» **What you should do**
Filter the entries, keeping every line with the word "timestamp".

# # # # #

PR #26272, opened 2026-08-11
feat(db): add presentation_templates

bingjiez666:
Closes #26235. Part of #21350.

The single table behind uploaded presentation templates. Schema only — no routes, no UI, nothing reads or writes it yet, so this is additive and safe to land ahead of the API.

## What lands

- `packages/db/src/schema/presentation-template.ts`
- `packages/db/src/jsonb-contracts/presentation-template.ts` — the `error` payload, `{code, message}`, mirroring `BuiltInGenerationError`
- migration `0891_presentation_templates.sql` plus its snapshot, generated with `drizzle-kit generate`
- registration in `packages/db/src/index.ts`

```sql
CREATE TABLE "presentation_templates" (
	"id" uuid PRIMARY KEY DEFAULT gen_random_uuid() NOT NULL,
	"org_id" text NOT NULL,
	"owner_user_id" text NOT NULL,
	"visibility" varchar(16) DEFAULT 'private' NOT NULL,
	"title" text NOT NULL,
	"status" varchar(16) DEFAULT 'pending' NOT NULL,
	"error" jsonb,
	"source_storage_key" text NOT NULL,
	"source_filename" text NOT NULL,
	"page_keys" text[] DEFAULT '{}'::text[] NOT NULL,
	"aspect_ratio" real,
	"created_by" text NOT NULL,
	"updated_by" text NOT NULL,
	"created_at" timestamp DEFAULT now() NOT NULL,
	"updated_at" timestamp DEFAULT now() NOT NULL,
	CONSTRAINT "chk_presentation_templates_visibility" CHECK (... IN ('private', 'public')),
	CONSTRAINT "chk_presentation_templates_status" CHECK (... IN ('pending', 'processing', 'ready', 'failed'))
);
CREATE INDEX "idx_presentation_templates_owner_created" ON "presentation_templates" ("org_id","owner_user_id","created_at" DESC);
CREATE UNIQUE INDEX "idx_presentation_templates_active_import" ON "presentation_templates" ("owner_user_id") WHERE status IN ('pending', 'processing');
```

## Decisions worth reviewing

**No column points at the compiled package.** It is the storage named `presentation-template@{id}`, derived from the row id the same way `zero_workflows` derives `custom-skill@{workflowId}` (`zero-workflows.ts:449`). A column would be a second copy of the same fact and could drift.

[...]

PR #28016, opened 2026-08-18
refactor(db): drop the presentation template active import index

bingjiez666:
## What

Drops the partial unique index `idx_presentation_templates_active_import` on `presentation_templates(owner_user_id) WHERE status IN ('pending', 'processing')`.

## Why

The index restricted every user to one pending or processing template import at a time. It was added in #26272 to stop a repeated upload click from launching several conversion runs. That reason no longer holds:

- **Repeated submissions are already idempotent above the database.** The import commit route derives the template id from `(orgId, ownerUserId, requestId)`, so resubmitting the same upload resolves to the same row instead of starting a second run.
- **Run cost and concurrency belong to the run layer.** Template analysis runs are created with `queueOnConcurrencyLimit` and `enforceVm0Credits`, which already queue past the concurrency limit and refuse without credits.
- **What the index actually blocked is ordinary use.** Two different `requestId`s means two different decks — a user importing several decks at once is not a mistake.

It also constrains how the remaining import work can be split into reviewable PRs, because any intermediate state that leaves a row at `pending` locks that user out of importing again.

# # # # #

» **Solved problem**
	"created_at" timestamp DEFAULT now() NOT NULL,
	"updated_at" timestamp DEFAULT now() NOT NULL,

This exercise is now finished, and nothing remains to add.